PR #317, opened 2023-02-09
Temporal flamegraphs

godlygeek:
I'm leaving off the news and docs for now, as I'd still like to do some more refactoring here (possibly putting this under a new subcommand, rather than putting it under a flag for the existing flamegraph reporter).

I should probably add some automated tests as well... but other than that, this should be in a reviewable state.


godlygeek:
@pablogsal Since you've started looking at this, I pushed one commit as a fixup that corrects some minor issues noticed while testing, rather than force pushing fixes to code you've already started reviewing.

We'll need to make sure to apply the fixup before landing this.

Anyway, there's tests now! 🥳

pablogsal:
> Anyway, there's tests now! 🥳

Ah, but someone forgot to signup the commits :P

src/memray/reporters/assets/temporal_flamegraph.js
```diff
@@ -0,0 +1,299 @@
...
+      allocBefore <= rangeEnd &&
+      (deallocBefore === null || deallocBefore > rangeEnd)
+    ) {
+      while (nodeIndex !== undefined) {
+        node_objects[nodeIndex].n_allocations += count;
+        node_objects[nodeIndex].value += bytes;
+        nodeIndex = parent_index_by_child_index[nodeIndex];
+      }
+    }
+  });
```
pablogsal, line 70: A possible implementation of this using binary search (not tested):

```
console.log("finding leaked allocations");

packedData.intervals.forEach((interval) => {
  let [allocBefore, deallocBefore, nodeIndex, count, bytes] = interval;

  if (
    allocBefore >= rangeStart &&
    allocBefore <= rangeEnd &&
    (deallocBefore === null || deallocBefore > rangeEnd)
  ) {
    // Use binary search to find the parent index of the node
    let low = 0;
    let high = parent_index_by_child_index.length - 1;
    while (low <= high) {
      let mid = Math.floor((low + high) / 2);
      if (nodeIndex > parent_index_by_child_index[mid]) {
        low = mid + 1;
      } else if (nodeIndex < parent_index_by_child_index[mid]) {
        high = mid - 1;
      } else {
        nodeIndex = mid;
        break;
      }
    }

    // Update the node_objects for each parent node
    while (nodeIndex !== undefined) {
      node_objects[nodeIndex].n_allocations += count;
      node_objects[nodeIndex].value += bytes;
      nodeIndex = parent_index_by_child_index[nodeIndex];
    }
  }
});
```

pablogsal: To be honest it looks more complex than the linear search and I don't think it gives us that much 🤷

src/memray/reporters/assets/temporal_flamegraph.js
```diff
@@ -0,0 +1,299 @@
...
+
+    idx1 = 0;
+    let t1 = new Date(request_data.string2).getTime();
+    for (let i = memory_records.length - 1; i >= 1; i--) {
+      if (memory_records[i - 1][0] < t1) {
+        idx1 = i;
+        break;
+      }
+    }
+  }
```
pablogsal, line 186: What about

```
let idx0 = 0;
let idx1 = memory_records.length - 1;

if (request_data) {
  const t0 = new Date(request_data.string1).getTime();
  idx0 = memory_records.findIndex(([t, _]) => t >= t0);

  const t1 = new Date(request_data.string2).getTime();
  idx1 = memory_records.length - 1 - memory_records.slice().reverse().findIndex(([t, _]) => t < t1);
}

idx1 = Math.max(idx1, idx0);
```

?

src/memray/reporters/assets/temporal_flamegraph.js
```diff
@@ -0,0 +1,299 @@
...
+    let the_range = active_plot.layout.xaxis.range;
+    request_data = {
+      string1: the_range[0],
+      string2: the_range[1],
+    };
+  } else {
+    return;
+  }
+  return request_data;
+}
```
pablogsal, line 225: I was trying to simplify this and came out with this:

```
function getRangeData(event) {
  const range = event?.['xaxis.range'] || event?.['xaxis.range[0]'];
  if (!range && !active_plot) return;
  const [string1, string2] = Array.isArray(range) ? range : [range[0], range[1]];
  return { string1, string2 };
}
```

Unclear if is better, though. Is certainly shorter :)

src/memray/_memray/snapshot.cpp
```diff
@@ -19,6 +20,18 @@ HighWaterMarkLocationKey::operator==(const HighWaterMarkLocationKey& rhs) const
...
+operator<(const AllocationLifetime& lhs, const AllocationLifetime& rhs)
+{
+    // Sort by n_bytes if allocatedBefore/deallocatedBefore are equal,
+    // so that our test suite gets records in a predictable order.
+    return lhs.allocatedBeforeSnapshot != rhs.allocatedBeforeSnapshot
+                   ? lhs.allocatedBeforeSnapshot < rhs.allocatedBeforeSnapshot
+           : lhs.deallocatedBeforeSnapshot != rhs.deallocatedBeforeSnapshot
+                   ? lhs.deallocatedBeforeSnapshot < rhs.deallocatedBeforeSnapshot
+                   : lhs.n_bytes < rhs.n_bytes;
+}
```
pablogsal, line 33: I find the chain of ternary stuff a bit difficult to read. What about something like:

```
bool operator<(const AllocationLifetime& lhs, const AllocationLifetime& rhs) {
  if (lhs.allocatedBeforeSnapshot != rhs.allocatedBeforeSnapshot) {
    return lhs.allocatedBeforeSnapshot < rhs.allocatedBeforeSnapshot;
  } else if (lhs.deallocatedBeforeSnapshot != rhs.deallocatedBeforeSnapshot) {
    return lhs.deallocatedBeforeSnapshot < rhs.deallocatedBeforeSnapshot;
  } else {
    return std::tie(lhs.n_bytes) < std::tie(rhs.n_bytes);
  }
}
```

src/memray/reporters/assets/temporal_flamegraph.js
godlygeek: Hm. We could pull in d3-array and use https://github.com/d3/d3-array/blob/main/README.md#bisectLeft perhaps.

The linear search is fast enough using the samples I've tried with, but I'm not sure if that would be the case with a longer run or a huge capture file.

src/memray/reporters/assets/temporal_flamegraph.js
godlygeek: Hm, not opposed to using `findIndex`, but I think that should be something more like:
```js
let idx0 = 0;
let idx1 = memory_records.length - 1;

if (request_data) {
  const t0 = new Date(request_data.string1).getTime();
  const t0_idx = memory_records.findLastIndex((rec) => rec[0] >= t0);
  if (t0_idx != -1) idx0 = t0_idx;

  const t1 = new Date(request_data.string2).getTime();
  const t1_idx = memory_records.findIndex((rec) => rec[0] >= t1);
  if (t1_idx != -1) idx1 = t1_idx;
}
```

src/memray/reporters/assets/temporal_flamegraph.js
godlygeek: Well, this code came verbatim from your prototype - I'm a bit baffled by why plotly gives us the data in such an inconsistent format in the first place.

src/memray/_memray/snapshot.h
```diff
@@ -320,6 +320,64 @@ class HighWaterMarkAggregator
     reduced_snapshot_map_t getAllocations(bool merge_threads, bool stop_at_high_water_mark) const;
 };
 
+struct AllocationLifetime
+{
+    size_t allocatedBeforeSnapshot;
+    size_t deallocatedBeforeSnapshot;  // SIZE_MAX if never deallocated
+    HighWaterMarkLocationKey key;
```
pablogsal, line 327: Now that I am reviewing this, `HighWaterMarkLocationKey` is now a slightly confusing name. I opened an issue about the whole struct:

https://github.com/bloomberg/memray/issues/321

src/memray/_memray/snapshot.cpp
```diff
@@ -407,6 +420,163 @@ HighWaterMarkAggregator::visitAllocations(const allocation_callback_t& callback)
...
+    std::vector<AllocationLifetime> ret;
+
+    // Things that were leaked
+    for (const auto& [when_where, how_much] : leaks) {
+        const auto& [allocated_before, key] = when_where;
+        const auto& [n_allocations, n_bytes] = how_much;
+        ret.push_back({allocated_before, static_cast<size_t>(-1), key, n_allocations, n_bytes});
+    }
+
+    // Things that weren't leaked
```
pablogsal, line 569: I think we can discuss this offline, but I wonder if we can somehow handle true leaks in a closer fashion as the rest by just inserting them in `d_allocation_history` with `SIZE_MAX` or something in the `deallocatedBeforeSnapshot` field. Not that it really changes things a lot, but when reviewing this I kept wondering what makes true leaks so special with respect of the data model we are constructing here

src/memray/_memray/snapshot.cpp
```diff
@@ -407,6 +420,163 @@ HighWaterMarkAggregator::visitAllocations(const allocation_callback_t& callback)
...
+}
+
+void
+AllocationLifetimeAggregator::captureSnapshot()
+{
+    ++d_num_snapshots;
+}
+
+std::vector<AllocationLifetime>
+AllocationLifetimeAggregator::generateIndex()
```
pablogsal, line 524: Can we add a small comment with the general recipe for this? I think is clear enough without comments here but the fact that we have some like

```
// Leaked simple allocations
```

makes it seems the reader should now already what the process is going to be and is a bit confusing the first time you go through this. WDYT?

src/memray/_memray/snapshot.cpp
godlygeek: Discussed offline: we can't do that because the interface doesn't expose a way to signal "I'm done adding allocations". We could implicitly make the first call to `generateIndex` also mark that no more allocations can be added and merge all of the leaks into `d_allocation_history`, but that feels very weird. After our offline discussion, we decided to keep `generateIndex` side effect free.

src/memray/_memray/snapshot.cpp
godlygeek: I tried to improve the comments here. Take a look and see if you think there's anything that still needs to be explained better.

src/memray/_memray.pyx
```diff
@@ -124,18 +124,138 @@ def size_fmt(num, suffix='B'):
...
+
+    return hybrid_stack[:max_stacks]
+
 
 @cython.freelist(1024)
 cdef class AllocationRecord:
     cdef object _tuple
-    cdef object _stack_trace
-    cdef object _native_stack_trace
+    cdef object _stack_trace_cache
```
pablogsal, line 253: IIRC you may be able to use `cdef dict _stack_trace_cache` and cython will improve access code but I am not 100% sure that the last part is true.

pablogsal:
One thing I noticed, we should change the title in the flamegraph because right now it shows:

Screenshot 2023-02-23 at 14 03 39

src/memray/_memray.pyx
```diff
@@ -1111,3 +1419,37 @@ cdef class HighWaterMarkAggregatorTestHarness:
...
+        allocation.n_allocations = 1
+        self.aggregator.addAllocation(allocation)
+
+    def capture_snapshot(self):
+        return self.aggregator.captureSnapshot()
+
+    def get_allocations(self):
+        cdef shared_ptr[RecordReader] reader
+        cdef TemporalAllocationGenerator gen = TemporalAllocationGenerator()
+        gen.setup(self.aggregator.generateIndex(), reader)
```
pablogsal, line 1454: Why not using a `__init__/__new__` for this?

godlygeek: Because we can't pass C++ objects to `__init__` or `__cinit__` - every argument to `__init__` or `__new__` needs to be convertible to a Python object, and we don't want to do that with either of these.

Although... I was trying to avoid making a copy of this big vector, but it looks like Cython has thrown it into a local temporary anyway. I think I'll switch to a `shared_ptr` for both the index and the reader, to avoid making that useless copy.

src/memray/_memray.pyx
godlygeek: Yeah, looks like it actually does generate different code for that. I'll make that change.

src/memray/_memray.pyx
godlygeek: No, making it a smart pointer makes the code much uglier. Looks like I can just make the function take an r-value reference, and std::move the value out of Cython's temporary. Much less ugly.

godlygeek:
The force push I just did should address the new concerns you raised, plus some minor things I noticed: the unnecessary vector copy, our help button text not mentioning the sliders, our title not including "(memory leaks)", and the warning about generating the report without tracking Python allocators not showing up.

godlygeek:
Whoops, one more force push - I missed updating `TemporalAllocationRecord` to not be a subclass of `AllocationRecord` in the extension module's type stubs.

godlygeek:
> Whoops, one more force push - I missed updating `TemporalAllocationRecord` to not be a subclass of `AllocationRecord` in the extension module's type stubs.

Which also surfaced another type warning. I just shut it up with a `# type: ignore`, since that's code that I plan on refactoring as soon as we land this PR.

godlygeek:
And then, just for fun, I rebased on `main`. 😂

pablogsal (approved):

☆ ☆ ☆ ☆ ☆ ☆ ☆

*Problem requirements*
Count the lines in the data where "interval" occurs. Report the number only.

*Task response*
2